We can see the difference this makes if we do a little experiment. Here I've trained a simple two-layer auto-encoder on poses represented via local joint rotations. The latent space has only 150 dimensions, so the auto-encoder has to learn to compress the pose information in a lossy way.

This is what the reproductions look like without any forward kinematics loss:

Ouch. Even though the training loss converged to a small value, visually there are still quite significant issues with the reproductions due to the error propagation.

In comparison, here is the result I get using exactly the same setup, but with a forward kinematics loss added to the training:

Visually the result is, although not perfect, a whole lot better - as the network has been encouraged to use its capacity to reproduce the joint rotations near the root more accurately, at the cost of the reproductions of other joints nearer the leaves.

There is, however, one huge downside to the forward kinematics loss - it slows down training a lot. For a character with many joints like this one, training with the forward kinematics loss can easily be 100x slower than without it.

I've also found that forward kinematics losses can occasionally produce poor gradients. In particular if you need to do anything like converting between rotation representations, or extracting a full rotation matrix from the 2-column representation. Due to that, I've sometimes seen them make training unstable or have difficulty converging.

Local Joint Weighting

A much more simple idea than the forward kinematic loss is to weight and/or scale up/down the error contribution from each joint when computing the loss on the local joint rotations.

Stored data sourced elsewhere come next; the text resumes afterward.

PR #11110, opened 2019-09-03
*: update test Go version / release version

gyuho:
Test images have been uploaded already.

PR #15156, opened 2023-01-20
Add TLSv1.3 support.

### LINKED ISSUE #13506: TLS1.3 support
version:
image
config:
image
image

Port detection status：
image
image

but, old version(3.4.10) is ok:
version:
image
config:
image
image
Port detection status：
image
image

tsaarni:
This PR adds optional TLS min/max protocol versions fields to `TLSInfo` struct, which is used in both server and client configs. Instead of hardcoding max version to TLSv1.2 it lets Go select the max version. This effectively enables TLSv1.3 support for etcd. The min/max values are also exposed via optional server flags and config file fields so that users can explicitly set the minimum and/or maximum TLS versions, if they want.

It seems that TLSv1.3 was previously supported (prior etcd 3.5) but it got disabled as a workaround to fix a test suite failure which appeared when Go 1.13 release enabled TLSv1.3 by default, see discussion https://github.com/etcd-io/etcd/pull/11110#issuecomment-528617457. In this PR, the failing test case is changed to set the max version to TLSv1.2. This approach allows testing ciphers with <TLSv1.3 without disabling TLSv1.3 altogether.

Related documentation change https://github.com/etcd-io/website/pull/641.

Fixes #13506

Signed-off-by: Tero Saarni <tero.saarni@est.tech>

### DIFF
--- a/client/pkg/tlsutil/versions.go
+++ b/client/pkg/tlsutil/versions.go
@@ -1,0 +1,47 @@
+// Copyright 2023 The etcd Authors
+//
+// Licensed under the Apache License, Version 2.0 (the "License");
+// you may not use this file except in compliance with the License.
+// You may obtain a copy of the License at
+//
+//     http://www.apache.org/licenses/LICENSE-2.0
+//
+// Unless required by applicable law or agreed to in writing, software
+// distributed under the License is distributed on an "AS IS" BASIS,
+// WITHOUT WARRANTIES OR CONDITIONS OF ANY KIND, either express or implied.
+// See the License for the specific language governing permissions and
+// limitations under the License.
+
+package tlsutil
+
+import (
+	"crypto/tls"
+	"fmt"
+)
+
+type TLSVersion string
+
+// Constants for TLS versions.
+const (
+	TLSVersionDefault TLSVersion = ""
+	TLSVersion12      TLSVersion = "TLS1.2"
+	TLSVersion13      TLSVersion = "TLS1.3"
+)
+
+// GetTLSVersion returns the corresponding tls.Version or error.
+func GetTLSVersion(version string) (uint16, error) {
+	var v uint16
+
+	switch version {
+	case string(TLSVersionDefault):
+		v = 0 // 0 means let Go decide.
+	case string(TLSVersion12):
+		v = tls.VersionTLS12
+	case string(TLSVersion13):
+		v = tls.VersionTLS13
+	default:
+		return 0, fmt.Errorf("unexpected TLS version %q (must be one of: TLS1.2, TLS1.3)", version)
+	}
+
+	return v, nil
+}
--- a/server/embed/config.go
+++ b/server/embed/config.go
@@ -15,6 +15,7 @@
 package embed
 
 import (
+	"crypto/tls"
 	"errors"
 	"fmt"
 	"math"
@@ -225,6 +226,11 @@ type Config struct {
 	// client/server and peers. If empty, Go auto-populates the list.
 	// Note that cipher suites are prioritized in the given order.
 	CipherSuites []string `json:"cipher-suites"`
+
+	// TlsMinVersion is the minimum accepted TLS version between client/server and peers.
+	TlsMinVersion string `json:"tls-min-version"`
+	// TlsMaxVersion is the maximum accepted TLS version between client/server and peers.
+	TlsMaxVersion string `json:"tls-max-version"`
 
 	ClusterState          string `json:"initial-cluster-state"`
 	DNSCluster            string `json:"discovery-srv"`
@@ -660,6 +666,17 @@ func updateCipherSuites(tls *transport.TLSInfo, ss []string) error {
 	return nil
 }
 
+func updateMinMaxVersions(info *transport.TLSInfo, min, max string) {
+	// Validate() has been called to check the user input, so it should never fail.
+	var err error
+	if info.MinVersion, err = tlsutil.GetTLSVersion(min); err != nil {
+		panic(err)
+	}
+	if info.MaxVersion, err = tlsutil.GetTLSVersion(max); err != nil {
+		panic(err)
+	}
+}
+
 // Validate ensures that '*embed.Config' fields are properly configured.
 func (cfg *Config) Validate() error {
 	if err := cfg.setupLogging(); err != nil {
@@ -774,6 +791,25 @@ func (cfg *Config) Validate() error {
 			"it isn't recommended to use default name, please set a value for --name. "+
 				"Note that etcd might run into issue when multiple members have the same default name",
 			zap.String("name", cfg.Name))
+	}
+
+	minVersion, err := tlsutil.GetTLSVersion(cfg.TlsMinVersion)
+	if err != nil {
+		return err
+	}
+	maxVersion, err := tlsutil.GetTLSVersion(cfg.TlsMaxVersion)
+	if err != nil {
+		return err
+	}
+
+	// maxVersion == 0 means that Go selects the highest available version.
+	if maxVersion != 0 && minVersion > maxVersion {
+		return fmt.Errorf("min version (%s) is greater than max version (%s)", cfg.TlsMinVersion, cfg.TlsMaxVersion)
+	}
+
+	// Check if user attempted to configure ciphers for TLS1.3 only: Go does not support that currently.
+	if minVersion == tls.VersionTLS13 && len(cfg.CipherSuites) > 0 {
+		return fmt.Errorf("cipher suites cannot be configured when only TLS1.3 is enabled")
 	}
 
 	return nil
--- a/server/embed/config_test.go
+++ b/server/embed/config_test.go
@@ -15,6 +15,7 @@
 package embed
 
 import (
+	"crypto/tls"
 	"errors"
 	"fmt"
 	"net"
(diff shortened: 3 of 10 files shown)


tsaarni:
Hi @serathius, please could you check this PR. Thank You!

serathius (approved):
LGTM, is the min/max tls config exposed in etcd server binary flags?
cc @ahrtr @ptabor for second opinion

tsaarni:
> is the min/max tls config exposed in etcd server binary flags

Currently not, I targeted only to the minimum change. I can add server flags & config file options as well if requested.

serathius:
> > is the min/max tls config exposed in etcd server binary flags
> 
> Currently not, I targeted only to the minimum change. I can add server flags & config file options as well if requested.

Sounds good

tsaarni:
I've now added config options for etcd server binary and new tests. I see the docs are in website repo so a follow up PR is needed for the docs after confirming the proposed flags are OK.

server/embed/config.go
```diff
@@ -226,6 +226,11 @@ type Config struct {
 	// Note that cipher suites are prioritized in the given order.
 	CipherSuites []string `json:"cipher-suites"`
 
+	// MinVersion is the minimum accepted TLS version between client/server and peers.
+	MinVersion string `json:"min-tls-version"`
```
tuminoid, line 230: Can we have this as `--tls-min-version` and `--tls-max-version` ?

client/pkg/tlsutil/versions.go
```diff
@@ -0,0 +1,38 @@
...
+
+package tlsutil
+
+import (
+	"crypto/tls"
+	"fmt"
+)
+
+// tlsVersions is a map of TLS version string to the value of tls.Config.Min/MaxVersion.
+var tlsVersions = map[string]uint16{
```
tuminoid, line 23: Since etcd only supports TLS 1.2 pre-PR, does it make sense to add support for obsolete, insecure and disabled-by-default TLS 1.0 and TLS 1.1? Enabling TLS 1.3 would be sufficient in my opinion, and configuration would then allow a meaningful choice between forcing TLS 1.2 only or TLS 1.3 only in addition to default behavior of enabling both.

tuminoid (commented):
Thanks @tsaarni for the PR! I added two comments, let me know what you think @serathius.

tsaarni:
Thanks @tuminoid I agree with your review comments, so I went ahead and made those changes. Eagerly waiting for more reviews :-)

serathius:
cc @ptabor

tsaarni:
@serathius One test failed but could it be a flake https://github.com/etcd-io/etcd/actions/runs/3994448937/jobs/6852174459?  Would it be possible to trigger a re-run?

server/embed/config.go
```diff
@@ -226,6 +226,11 @@ type Config struct {
 	// Note that cipher suites are prioritized in the given order.
 	CipherSuites []string `json:"cipher-suites"`
 
+	// MinVersion is the minimum accepted TLS version between client/server and peers.
+	MinVersion string `json:"tls-min-version"`
+	// MaxVersion is the maximum accepted TLS version between client/server and peers.
+	MaxVersion string `json:"tls-max-version"`
```
ahrtr, line 232:
```suggestion
	TlsMinVersion string `json:"tls-min-version"`
	// MaxVersion is the maximum accepted TLS version between client/server and peers.
	TlsMaxVersion string `json:"tls-max-version"`
```

server/etcdmain/config.go
```diff
@@ -215,6 +215,8 @@ func newConfig() *config {
 	fs.StringVar(&cfg.ec.PeerTLSInfo.AllowedHostname, "peer-cert-allowed-hostname", "", "Allowed TLS hostname for inter peer authentication.")
 	fs.Var(flags.NewStringsValue(""), "cipher-suites", "Comma-separated list of supported TLS cipher suites between client/server and peers (empty will be auto-populated by Go).")
 	fs.BoolVar(&cfg.ec.PeerTLSInfo.SkipClientSANVerify, "experimental-peer-skip-client-san-verification", false, "Skip verification of SAN field in client certificate for peer connections.")
+	fs.StringVar(&cfg.ec.MinVersion, "tls-min-version", "TLS12", "Minimum TLS version supported for peer and client connections. Possible values: TLS12, TLS13.")
+	fs.StringVar(&cfg.ec.MaxVersion, "tls-max-version", "", "Maximum TLS version supported for peer and client connections. Possible values: TLS12, TLS13 (empty will be auto-populated by Go).")
```
ahrtr, line 219: Please keep the description consistent with the messages in `help.go`.  The flags are only used by etcdserver. Suggest to simplify it to something like "`Minimum TLS version supported by etcd. Possible values: TLS12, TLS13.`"

tests/integration/v3_tls_test.go
```diff
@@ -72,3 +78,57 @@ func testTLSCipherSuites(t *testing.T, valid bool) {
 		t.Fatalf("expected TLS handshake success, got %v", cerr)
 	}
 }
+
+func TestTLSMinMaxVersion(t *testing.T) {
```
ahrtr, line 82: minor comment, it would be better to refactor this test case using table driven + golang subtest.

server/embed/config_test.go
```diff
@@ -429,3 +430,80 @@ func TestLogRotation(t *testing.T) {
...
+				MaxVersion: "invalid version",
+			},
+			expectError: true,
+		},
+	}
+
+	for _, tt := range tests {
+		t.Run(tt.name, func(t *testing.T) {
+			err := updateMinMaxVersions(&tt.config.PeerTLSInfo, tt.config.MinVersion, tt.config.MaxVersion)
+			if err != nil && !tt.expectError {
```
ahrtr, line 494: Note that it doesn't cover the case `err == nil && tt.expectError`.

```suggestion
			if (err != nil) != tt.expectError {
```

ahrtr:
Thank you @tsaarni 

Overall looks good to me, with a couple of minor comments.

server/etcdmain/help.go
```diff
@@ -199,6 +199,10 @@ Security:
     Comma-separated whitelist of origins for CORS, or cross-origin resource sharing, (empty or * means allow all).
   --host-whitelist '*'
     Acceptable hostnames from HTTP client requests, if server is not secure (empty or * means allow all).
+  --tls-min-version 'TLS12'
+    Minimum TLS version supported for client and peer connections. Possible values: TLS12, TLS13.
+  --tls-max-version ''
+    Maximum TLS version supported for client ane peer connections. Possible values: TLS12, TLS13 (empty will be auto-populated by Go).
```
ahrtr, line 205: Please update the messages as well, to keep consistent with the message in config.go

ahrtr (approved):
LGTM

Please consider to use `github.com/stretchr/testify` to simplify the test cases if you want.

tsaarni:
Thank you @ahrtr, great feedback! 

If it's OK, I will leave the tests as they are, but I also like `github.com/stretchr/testify` asserts better. When looking around the test files I touched, I thought standard `testing` package was preferred, so I used that mostly.

tsaarni:
I've submitted also a proposal for the documentation change https://github.com/etcd-io/website/pull/641.

client/pkg/tlsutil/versions.go
```diff
@@ -0,0 +1,36 @@
...
```
serathius, line 23: Please create a const for "TLS12" and "TLS13", best if we had type alias for it.

client/pkg/tlsutil/versions.go
```diff
@@ -0,0 +1,36 @@
...
+	"":      0, // If version was not given use 0 (uninitialized version) to let Go decide.
+	"TLS12": tls.VersionTLS12,
+	"TLS13": tls.VersionTLS13,
```
serathius, line 26:
```suggestion
	"TLS1.2": tls.VersionTLS12,
	"TLS1.3": tls.VersionTLS13,
```

server/embed/config.go
```diff
@@ -660,6 +665,27 @@ func updateCipherSuites(tls *transport.TLSInfo, ss []string) error {
...
+	if err != nil {
+		return err
+	}
+
+	maxVersion, err := tlsutil.GetTLSVersion(max)
+	if err != nil {
+		return err
+	}
+
+	// Check if both min and max were provided and min is greater than max
```
serathius, line 679: This should be done during configuration validation stage, not during apply.

server/embed/etcd.go
```diff
@@ -611,6 +614,9 @@ func configureClientListeners(cfg *Config) (sctxs map[string]*serveCtx, err erro
 	if err = cfg.ClientSelfCert(); err != nil {
 		cfg.logger.Fatal("failed to get client self-signed certs", zap.Error(err))
 	}
+	if err = updateMinMaxVersions(&cfg.ClientTLSInfo, cfg.TlsMinVersion, cfg.TlsMaxVersion); err != nil {
+		return nil, err
+	}
```
serathius, line 619: This side effect approach of generating TLSInfo is very error prone. Are we sure we called `updateMinMaxVersions` in all places that TLSInfo is changed?


Would really like to have this code cleaned up.

server/embed/config.go
```diff
@@ -660,6 +665,27 @@ func updateCipherSuites(tls *transport.TLSInfo, ss []string) error {
...
+		return fmt.Errorf("min version (%s) is greater than max version (%s)", min, max)
+	}
+
+	info.MinVersion = minVersion
+	info.MaxVersion = maxVersion
+	return nil
+}
+
 // Validate ensures that '*embed.Config' fields are properly configured.
 func (cfg *Config) Validate() error {
```
serathius, line 690: Can you add validation of min-tls and max-tls flags here?

serathius:
Please add e2e tests for new etcdserver flags.

server/embed/config.go
```diff
@@ -660,6 +665,27 @@ func updateCipherSuites(tls *transport.TLSInfo, ss []string) error {
...
+		return err
+	}
+
+	maxVersion, err := tlsutil.GetTLSVersion(max)
+	if err != nil {
+		return err
+	}
+
+	// Check if both min and max were provided and min is greater than max
+	if minVersion != 0 && maxVersion != 0 && minVersion > maxVersion {
```
serathius, line 680: This validation doesn't check if cipher suites are configured. As cipher suits only work with TLS 1.2, we should not allow users to set them if maxTLS is not set to TLS1.2

server/embed/etcd.go
tsaarni: I copied the approach from how the ciphers seemed to be generated to `TLSInfo` by similar `updateCipherSuites()` function (called [here](https://github.com/etcd-io/etcd/blob/main/server/embed/config.go#L932) and [here]( https://github.com/etcd-io/etcd/blob/3b612ce345753f97156833e20e93bf78b56d5267/server/embed/config.go#L951)). I'm little doubtful if I'm able to do bigger refactoring for `TLSInfo` generation. Maybe there is an approach to clean up but with minimal impact to existing code?

client/pkg/tlsutil/versions.go
serathius: Let's use correct semantics names, we don't want to run into Windows 9 problems.

server/embed/config.go
tuminoid: > This validation doesn't check if cipher suites are configured. As cipher suits only work with TLS 1.2, we should not allow users to set them if maxTLS is not set to TLS1.2

You must be able to set cipher suites for TLS 1.2 in case you have both TLS 1.2 and TLS 1.3 enabled (the default), so what you said does not make sense. What you probably wanted is failing validation if min-version and max-version is TLS 1.3.

tsaarni: I added a check when TLSv1.3 is the only enabled version. 

It is not out of the question that there will be configurability in the future versions of Go and the check might need to be removed later. At this time, it is of course unknown how the possible configurability would look like.

server/embed/config.go
```diff
@@ -660,6 +666,12 @@ func updateCipherSuites(tls *transport.TLSInfo, ss []string) error {
 	return nil
 }
 
+func updateMinMaxVersions(info *transport.TLSInfo, min, max string) {
+	// Validate() has been called to check the user input, so it is safe to ignore errors here.
```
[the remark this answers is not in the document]
serathius: panic or `cfg.logger.Fatal`.

server/etcdmain/config.go
```diff
@@ -215,6 +216,8 @@ func newConfig() *config {
 	fs.StringVar(&cfg.ec.PeerTLSInfo.AllowedHostname, "peer-cert-allowed-hostname", "", "Allowed TLS hostname for inter peer authentication.")
 	fs.Var(flags.NewStringsValue(""), "cipher-suites", "Comma-separated list of supported TLS cipher suites between client/server and peers (empty will be auto-populated by Go).")
 	fs.BoolVar(&cfg.ec.PeerTLSInfo.SkipClientSANVerify, "experimental-peer-skip-client-san-verification", false, "Skip verification of SAN field in client certificate for peer connections.")
+	fs.StringVar(&cfg.ec.TlsMinVersion, "tls-min-version", string(tlsutil.TLSVersion12), "Minimum TLS version supported by etcd. Possible values: TLS1.2, TLS1.3.")
+	fs.StringVar(&cfg.ec.TlsMaxVersion, "tls-max-version", "", "Maximum TLS version supported by etcd. Possible values: TLS1.2, TLS1.3 (empty will be auto-populated by Go).")
```
serathius, line 220:
```suggestion
	fs.StringVar(&cfg.ec.TlsMaxVersion, "tls-max-version", string(tlsutil.TLSVersionDefault), "Maximum TLS version supported by etcd. Possible values: TLS1.2, TLS1.3 (empty will be auto-populated by Go).")
```

serathius, line 220:
```suggestion
	fs.StringVar(&cfg.ec.TlsMaxVersion, "tls-max-version", "", "Maximum TLS version supported by etcd. Possible values: TLS1.2, TLS1.3 (empty defers to Go version).")
```

server/embed/etcd.go
serathius: Sounds good.

serathius (approved):

tsaarni:
I have made the requested changes but tests failed, possibly flukes again?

In this way we could make joints nearer the root contribute more to the error, and joints at the leaves less. This is easy to implement and doesn't affect training time at all - so why isn't it more popular?

Well, the question becomes: how do we actually compute appropriate weights for each joint to compensate for the error propagation? This isn't obvious - as the correct weight for a joint could depend on a bunch of things: the actual pose of the character, the size of the limbs, the skinned mesh being used itself.

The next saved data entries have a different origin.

Issue #11954, opened 2020-05-29
auth token invalid after watch reconnects


jschwinger23:
# Reproduce Procedure

1. prepare etcd cluster with 3 nodes and respective etcdctl

```
/go/src/github.com/coreos/etcd # etcd --version
etcd Version: 3.4.9
Git SHA: Not provided (use ./build instead of go build)
Go Version: go1.14.2
Go OS/Arch: linux/amd64
```

though I don't think configure matters under this issue, let me present one of them

```
name: etcd2
data-dir: /data/zz_6129484611666145821
listen-peer-urls: http://0.0.0.0:23800
listen-client-urls: http://0.0.0.0:23790
initial-advertise-peer-urls: http://10.213.20.39:23800
advertise-client-urls: http://10.213.20.39:23790
initial-cluster: etcd0=http://10.213.20.40:23800,etcd1=http://10.213.20.38:23800,etcd2=http://10.213.20.39:23800
initial-cluster-token: zz
initial-cluster-state: new
auto-compaction-retention: "1"
quota-backend-bytes: -1
```

and the etcd processes are running simply by 

```
etcd --config-file /etc/etcd.conf
```

no envirnments, no command line arguments

2. enable auth

```
etcdctl user add root
# then type root password, mine is 'root'
etcdctl --user root:root auth enable
```

3. watch

```
etcdctl --user root:root watch / --prefix
```

we can put a key to ensure the watch is working right now

```
etcdctl put /a b
```

4. wait for token deleting

wait for 5 min until the token is deleted by `simpleTokenKeeper`, then kill the etcd processes one by one and restart them immediately after kill

be noted do NOT kill the process until the cluster recovers healthy

5. watch fails

then you'll realize the watch is down with the output `permission deny`

# Analysis

the issue is cause by `simpleTokenKeeper`, here is the timeline

1. etcdctl dials grpc and fetches an auth token, let's say `TOKEN-A`
2. etcdctl dials grpc with `TOKEN-A`, and watch / --prefix as expected
3. after 5 min, `simpleTokenKeeper` delete `TOKEN-A`
4. watch continues working even if `TOKEN-A` has been deleted, because token is only checked upon grpc invocation
5. killing etcd process terminates connection, and etcdv3 client will re-invoke grpc Watch with the same token `TOKEN-A`
6. `authStore.AuthInfoFromCtx` will return `ErrInvalidAuthToken` due to `TOKEN-A` no longer exists

# Impact

[...]

PR #12549, opened 2020-12-14
client/v3: clear auth token when encounter ErrInvalidAuthToken

bbiao:
Old etcdserver which have not apply pr of #12165 will check auth token
even if the request is an Authenticate request.

If the client has a invalid auth token, it will not able to update it's
token, since the Authenticate has a invalid auth token.
This fix clear the auth token when encounter an ErrInvalidAuthToken to
talk with old version etcd servers.
With pr #12165 and #12264 this will fix the problem in #12385 

Fix #12385

PR #15164, opened 2023-01-23
fix(client):getToken automatically when the token has expired

upuplouis:
Signed-off-by: upuplouis <45809347+upuplouis@users.noreply.github.com>

getToken automatically. Otherwise, auth token may be invalid when the token has expired
(see https://github.com/etcd-io/etcd/issues/11954 for more).

### DIFF
--- a/client/v3/retry_interceptor.go
+++ b/client/v3/retry_interceptor.go
@@ -78,14 +78,14 @@ func (c *Client) unaryClientInterceptor(optFuncs ...retryOption) grpc.UnaryClien
 				continue
 			}
 			if c.shouldRefreshToken(lastErr, callOpts) {
-				gterr := c.refreshToken(ctx)
-				if gterr != nil {
+				gtErr := c.refreshToken(ctx)
+				if gtErr != nil {
 					c.GetLogger().Warn(
 						"retrying of unary invoker failed to fetch new auth token",
 						zap.String("target", cc.Target()),
-						zap.Error(gterr),
+						zap.Error(gtErr),
 					)
-					return gterr // lastErr must be invalid auth token
+					return gtErr // lastErr must be invalid auth token
 				}
 				continue
 			}
@@ -169,8 +169,7 @@ func (c *Client) refreshToken(ctx context.Context) error {
 		// clients just need to retry the operations (e.g. Put, Delete etc).
 		return nil
 	}
-	// clear auth token before refreshing it.
-	c.authTokenBundle.UpdateAuthToken("")
+
 	return c.getToken(ctx)
 }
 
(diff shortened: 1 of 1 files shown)


ahrtr:
It seems that we don't need `refreshToken` at all. 

cc @mitake to double confirm

upuplouis:
UpdateAuthToken("") make it non-atomic.

mitake:
@upuplouis Is the motivation described in https://github.com/etcd-io/etcd/pull/15087 ?Do you have a go client which has multiple goroutines and they share a single etcd client instance?

ahrtr:
If we don't need `refreshToken`, can we remove it? @mitake 

@upuplouis Please squash the commits.

upuplouis:
> If we don't need `refreshToken`, can we remove it? @mitake
> 
> @upuplouis Please squash the commits.

done

upuplouis:
> @upuplouis Is the motivation described in #15087 ?Do you have a go client which has multiple goroutines and they share a single etcd client instance? Then I think it's understandable.
> 
> Probably the PR name should be `fix(client):getToken atomically when the token has expired`?

Thanks.

ahrtr (approved):
LGTM

mitake:
@ahrtr 
> If we don't need refreshToken, can we remove it? @mitake

Let me double check it this weekend, probably it’s safe to remove though.

mitake:
I think it's better to keep `refreshToken()` for `if c.authTokenBundle == nil` checking (or move this check to `getToken()`). @upuplouis could you remove `c.authTokenBundle.UpdateAuthToken("")` from `refreshToken()`? I think that would be a better fix.

[This token update with ""](https://github.com/upuplouis/etcd/blob/f2263f3b5d97171651838bc0ab22ac733e9f21d8/client/v3/retry_interceptor.go#L174) was introduced in https://github.com/etcd-io/etcd/pull/12549 and it's for old etcd servers which doesn't have https://github.com/etcd-io/etcd/pull/12165 (like release-3.4). So the above change can be backported to release-3.5, but it's better not to backport to release-3.4. I'll make a custom change for release-3.4 for avoiding the race condition.

ahrtr:
Thanks @mitake for the clarification.

> I think it's better to keep `refreshToken()` for `if c.authTokenBundle == nil` checking (or move this check to `getToken()`).

Essentially `if c.authTokenBundle == nil` is the same thing as `if c.Username == "" || c.Password == ""` in `getToken`, so it isn't necessary. But it isn't a big deal, and the immediate feeling is `if c.authTokenBundle == nil` is safer. It's up to you.

upuplouis:
> Thanks @mitake for the clarification.
> 
> > I think it's better to keep `refreshToken()` for `if c.authTokenBundle == nil` checking (or move this check to `getToken()`).
> 
> Essentially `if c.authTokenBundle == nil` is the same thing as `if c.Username == "" || c.Password == ""` in `getToken`, so it isn't necessary. But it isn't a big deal, and the immediate feeling is `if c.authTokenBundle == nil` is safer. It's up to you.

done
True enough.

ahrtr:
Please fix the format error.

```
$ ./script/fix.sh
```

upuplouis:
> Please fix the format error.
> 
> ```
> $ ./script/fix.sh
> ```

done

ahrtr:
There is still format error. Please make sure your go version is 1.19.5.

upuplouis:
> There is still format error. Please make sure your go version is 1.19.5.

done

upuplouis:
> There is still format error. Please make sure your go version is 1.19.5.

done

While such weights can be set by hand, it would be nice to have at least some kind of heuristic to find initial values for them automatically.

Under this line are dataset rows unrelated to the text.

PR #15178, opened 2023-01-24
tests: Add defragment request to linearizability tests

serathius:
cc @ahrtr @ptabor

### DIFF
--- a/tests/linearizability/model/model.go
+++ b/tests/linearizability/model/model.go
@@ -58,6 +58,7 @@ const (
 	Txn         RequestType = "txn"
 	LeaseGrant  RequestType = "leaseGrant"
 	LeaseRevoke RequestType = "leaseRevoke"
+	Defragment  RequestType = "defragment"
 )
 
 type EtcdRequest struct {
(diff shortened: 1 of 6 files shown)


tests/linearizability/model/model.go
```diff
@@ -288,7 +298,9 @@ func initState(request EtcdRequest, response EtcdResponse) EtcdState {
 func applyFailedRequest(states PossibleStates, request EtcdRequest) PossibleStates {
 	for _, s := range states {
 		newState, _ := applyRequestToSingleState(s, request)
-		states = append(states, newState)
+		if !reflect.DeepEqual(newState, s) {
+			states = append(states, newState)
+		}
```
ahrtr, line 303: Could you clarify this change? Shouldn't we always cache the state for failed request?

serathius: I'm adding an exception because of the new Defragment request. As defragment should not impact etcd results, the etcd state does not change. If etcd state does not change, there is no need to "cache" the state on failed request.

ahrtr (approved):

Well here are a couple of simple heuristics I've used in the past which have worked fairly well and you might find useful if you are taking this approach over the forward kinematics loss.

Total Descendants Length

The first idea is simple - we weigh each joint based on the total length of all the descendant joints.

This can be implemented in a few lines of python like this:

discount = 0.9

# default 1cm radius assumed
joint_weights_lengths = 0.01 * np.ones([nbones], dtype=np.float32)

for i in range(nbones)[::-1]:
    assert parents[i] < i
    if parents[i] != -1:
        joint_weights_lengths[parents[i]] += (
            discount * (lengths[i] + joint_weights_lengths[i]))

joint_weights_lengths = joint_weights_lengths / joint_weights_lengths.sum()

This is a kind of dynamic programming approach to implementation. First we give all joints some kind of base weighting. This is important for end-effectors who have no descendants. In this case we can give them the weight they would have assuming they had a single child joint 1cm away.

Next we iterate backwards over joints and add each joint's weight to its parent's weight multiplied by a discount factor - some amount by which we scale the contribution from the descendants. This biases our weights a little bit towards a uniform weighting, which accounts for the fact that this is an imperfect approximation of their importance.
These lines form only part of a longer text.